PR #11673, opened 2024-03-24
Macro-optimization for DefaultResolver#get

Rapster:


tandraschko:
You can skip containsKey and use get+null check?
Even faster

tandraschko:
+1 now

In MyFaces i have optimized the whole thing even more via a LambdaPropertyDescriptor
But i think the benefit is quite small, it only makes a big difference with very very very much falls to the getter

Rapster:
Yes, hence the "Macro-optimization" description

PR #11695, opened 2024-03-29
Fix #11694: AJAX event handler leak

### LINKED ISSUE #11694: Memory: InputText with simple AJAX event leaks EventListener
Using this simple example of an AJAX `keyup` event on an InputText.  Then simply flip `rendered="false"` to remove the Input DOM element and add it to the `detachedWidgets` for cleanup.  This leaves the `keyUp` EventListener leaked handle holding on to memory and the Input element.

### Example Code

```xml
<h:form id="frmSimple">
        <p:selectBooleanCheckbox value="#{simpleView.rendered}" itemLabel="Show/Hide">
            <p:ajax update="inputs" />
        </p:selectBooleanCheckbox>
        <p></p>
        <div jsf:id="inputs">
            <p:inputText id="input" widgetVar="wgtInput" value="#{simpleView.text}" rendered="#{simpleView.rendered}">
                <p:ajax event="keyup" update="display2" process="@this" />
            </p:inputText>
            <p></p>
            <h:outputText id="display2" value="#{simpleView.text}" rendered="#{simpleView.rendered}" />
        </div>
</h:form>
```

### Heap Dump

image

melloware:
Fix #11694: AJAX event handler leak

### DIFF
--- a/primefaces/src/main/resources/META-INF/resources/primefaces/core/core.ajax.js
+++ b/primefaces/src/main/resources/META-INF/resources/primefaces/core/core.ajax.js
@@ -1351,17 +1351,6 @@ if (!PrimeFaces.ajax) {
                         try {
                             widget.destroy();
 
-                            // remove any event listeners on jQuery objects
-                            for (var key in widget) {
-                                var jq = widget[key];
-                                if (jq instanceof jQuery) {
-                                    // remove events on all descendants
-                                    jq.children().off();
-                                    // remove events from element
-                                    jq.off();
-                                }
-                            }
-
                             // remove the widget from the global collection
                             delete PrimeFaces.widgets[widgetVar];
                             widget = null;
--- a/primefaces/src/main/resources/META-INF/resources/primefaces/core/core.ajax.js
+++ b/primefaces/src/main/resources/META-INF/resources/primefaces/core/core.ajax.js
@@ -1351,7 +1351,7 @@ if (!PrimeFaces.ajax) {
                         try {
                             widget.destroy();
 
-                            // null out all values to de-reference any JQ objects
+                            // remove any event listeners on jQuery objects
                             for (var key in widget) {
                                 var jq = widget[key];
                                 if (jq instanceof jQuery) {
--- a/primefaces/src/main/resources/META-INF/resources/primefaces/core/core.ajax.js
+++ b/primefaces/src/main/resources/META-INF/resources/primefaces/core/core.ajax.js
@@ -1350,8 +1350,6 @@ if (!PrimeFaces.ajax) {
                     if (widget && widget.isDetached() === true) {
                         try {
                             widget.destroy();
-
-                            // remove the widget from the global collection
                             delete PrimeFaces.widgets[widgetVar];
                             widget = null;
                         } catch (e) { PrimeFaces.warn("Error destroying widget: " + widgetVar) }
--- a/primefaces/src/main/resources/META-INF/resources/primefaces/core/core.ajax.js
+++ b/primefaces/src/main/resources/META-INF/resources/primefaces/core/core.ajax.js
@@ -1348,12 +1348,24 @@ if (!PrimeFaces.ajax) {
 
                     var widget = PF(widgetVar);
                     if (widget && widget.isDetached() === true) {
-                        widget.destroy();
-
                         try {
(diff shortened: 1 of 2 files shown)


tandraschko:
Will do a detailed review in some days
But i think it should go into BaseWidget#destroy, not in the Ajax stuff

melloware:
Yep I can remove this one now. I fixed it with the other fix.

melloware:
sorry this one is still needed just tested at my client and without this code severely leaking handles.

melloware:
Moved to BaseWidget destroy.

primefaces/src/main/resources/META-INF/resources/primefaces/core/core.ajax.js
```diff
@@ -1348,12 +1348,11 @@ if (!PrimeFaces.ajax) {
 
                     var widget = PF(widgetVar);
                     if (widget && widget.isDetached() === true) {
-                        widget.destroy();
-
                         try {
+                            widget.destroy();
                             delete PrimeFaces.widgets[widgetVar];
-                            delete widget;
```
tandraschko, line 1355: why removing the "delete widget"?

primefaces/src/main/resources/META-INF/resources/primefaces/core/core.widget.js
```diff
@@ -393,6 +394,17 @@ if (!PrimeFaces.widget) {
                 }
             }
             this.destroyListeners = [];
+
+            // remove any event listeners on jQuery objects
```
tandraschko: please a bit more docu here
which contains that we loop all stored vars of the current widget, and unbding all event listeners to avoid mem leaks

also shouldnt we do addtionally:
this[key] = null 
just to be sure?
○ ○ ○ ○
- **BRIEF**: This exercise needs every line of the listing that contains the word "leaks".

- **EXERCISE ANSWER**:
### LINKED ISSUE #11694: Memory: InputText with simple AJAX event leaks EventListener
which contains that we loop all stored vars of the current widget, and unbding all event listeners to avoid mem leaks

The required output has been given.